──────── Material supplied ────────

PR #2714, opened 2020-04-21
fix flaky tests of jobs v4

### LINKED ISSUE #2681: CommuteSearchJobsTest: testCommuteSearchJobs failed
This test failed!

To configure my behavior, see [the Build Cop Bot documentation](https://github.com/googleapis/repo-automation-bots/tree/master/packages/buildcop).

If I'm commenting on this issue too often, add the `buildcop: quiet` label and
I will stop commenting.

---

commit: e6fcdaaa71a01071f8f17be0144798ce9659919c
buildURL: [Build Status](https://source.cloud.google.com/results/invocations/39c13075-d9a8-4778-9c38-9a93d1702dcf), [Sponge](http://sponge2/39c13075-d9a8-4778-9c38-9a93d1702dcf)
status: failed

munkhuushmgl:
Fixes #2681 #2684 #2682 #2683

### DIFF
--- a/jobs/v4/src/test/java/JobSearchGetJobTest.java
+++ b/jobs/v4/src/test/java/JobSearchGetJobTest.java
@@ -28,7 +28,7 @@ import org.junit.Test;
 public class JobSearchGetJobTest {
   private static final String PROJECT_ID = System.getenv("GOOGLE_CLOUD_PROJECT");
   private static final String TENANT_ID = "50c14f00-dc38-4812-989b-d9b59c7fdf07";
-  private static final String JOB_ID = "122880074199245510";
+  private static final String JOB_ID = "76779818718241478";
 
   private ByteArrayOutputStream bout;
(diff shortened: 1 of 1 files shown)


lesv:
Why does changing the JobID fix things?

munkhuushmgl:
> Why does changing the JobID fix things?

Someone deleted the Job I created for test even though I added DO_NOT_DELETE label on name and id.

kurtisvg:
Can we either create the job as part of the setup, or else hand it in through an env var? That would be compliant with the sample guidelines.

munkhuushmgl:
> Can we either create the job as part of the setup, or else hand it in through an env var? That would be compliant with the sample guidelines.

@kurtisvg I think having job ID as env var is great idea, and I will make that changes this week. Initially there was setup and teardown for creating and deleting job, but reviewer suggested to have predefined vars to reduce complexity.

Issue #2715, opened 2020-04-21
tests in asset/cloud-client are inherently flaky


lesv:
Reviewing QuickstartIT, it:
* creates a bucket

────────
──────── Material supplied ────────

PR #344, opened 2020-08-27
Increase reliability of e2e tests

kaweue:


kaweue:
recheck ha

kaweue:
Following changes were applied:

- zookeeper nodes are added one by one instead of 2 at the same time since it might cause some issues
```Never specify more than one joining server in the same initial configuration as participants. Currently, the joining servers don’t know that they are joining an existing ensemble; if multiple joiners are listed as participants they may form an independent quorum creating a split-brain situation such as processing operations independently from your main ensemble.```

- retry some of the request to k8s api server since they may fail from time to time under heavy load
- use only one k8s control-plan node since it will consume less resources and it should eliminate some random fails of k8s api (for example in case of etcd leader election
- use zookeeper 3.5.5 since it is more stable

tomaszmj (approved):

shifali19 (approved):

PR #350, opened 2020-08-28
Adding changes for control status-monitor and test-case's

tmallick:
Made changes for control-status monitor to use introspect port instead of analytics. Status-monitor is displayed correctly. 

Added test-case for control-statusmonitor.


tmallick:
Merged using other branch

────────

- What you should do: Each line above from the one with "PR #2714, opened 2020-04-21" up to and including the one with "Someone deleted the" must be set down exactly, and no line outside that span may appear.

- Response box:
PR #2714, opened 2020-04-21
fix flaky tests of jobs v4

### LINKED ISSUE #2681: CommuteSearchJobsTest: testCommuteSearchJobs failed
This test failed!

To configure my behavior, see [the Build Cop Bot documentation](https://github.com/googleapis/repo-automation-bots/tree/master/packages/buildcop).

If I'm commenting on this issue too often, add the `buildcop: quiet` label and
I will stop commenting.

---

commit: e6fcdaaa71a01071f8f17be0144798ce9659919c
buildURL: [Build Status](https://source.cloud.google.com/results/invocations/39c13075-d9a8-4778-9c38-9a93d1702dcf), [Sponge](http://sponge2/39c13075-d9a8-4778-9c38-9a93d1702dcf)
status: failed

munkhuushmgl:
Fixes #2681 #2684 #2682 #2683

### DIFF
--- a/jobs/v4/src/test/java/JobSearchGetJobTest.java
+++ b/jobs/v4/src/test/java/JobSearchGetJobTest.java
@@ -28,7 +28,7 @@ import org.junit.Test;
 public class JobSearchGetJobTest {
   private static final String PROJECT_ID = System.getenv("GOOGLE_CLOUD_PROJECT");
   private static final String TENANT_ID = "50c14f00-dc38-4812-989b-d9b59c7fdf07";
-  private static final String JOB_ID = "122880074199245510";
+  private static final String JOB_ID = "76779818718241478";
 
   private ByteArrayOutputStream bout;
(diff shortened: 1 of 1 files shown)


lesv:
Why does changing the JobID fix things?

munkhuushmgl:
> Why does changing the JobID fix things?

Someone deleted the Job I created for test even though I added DO_NOT_DELETE label on name and id.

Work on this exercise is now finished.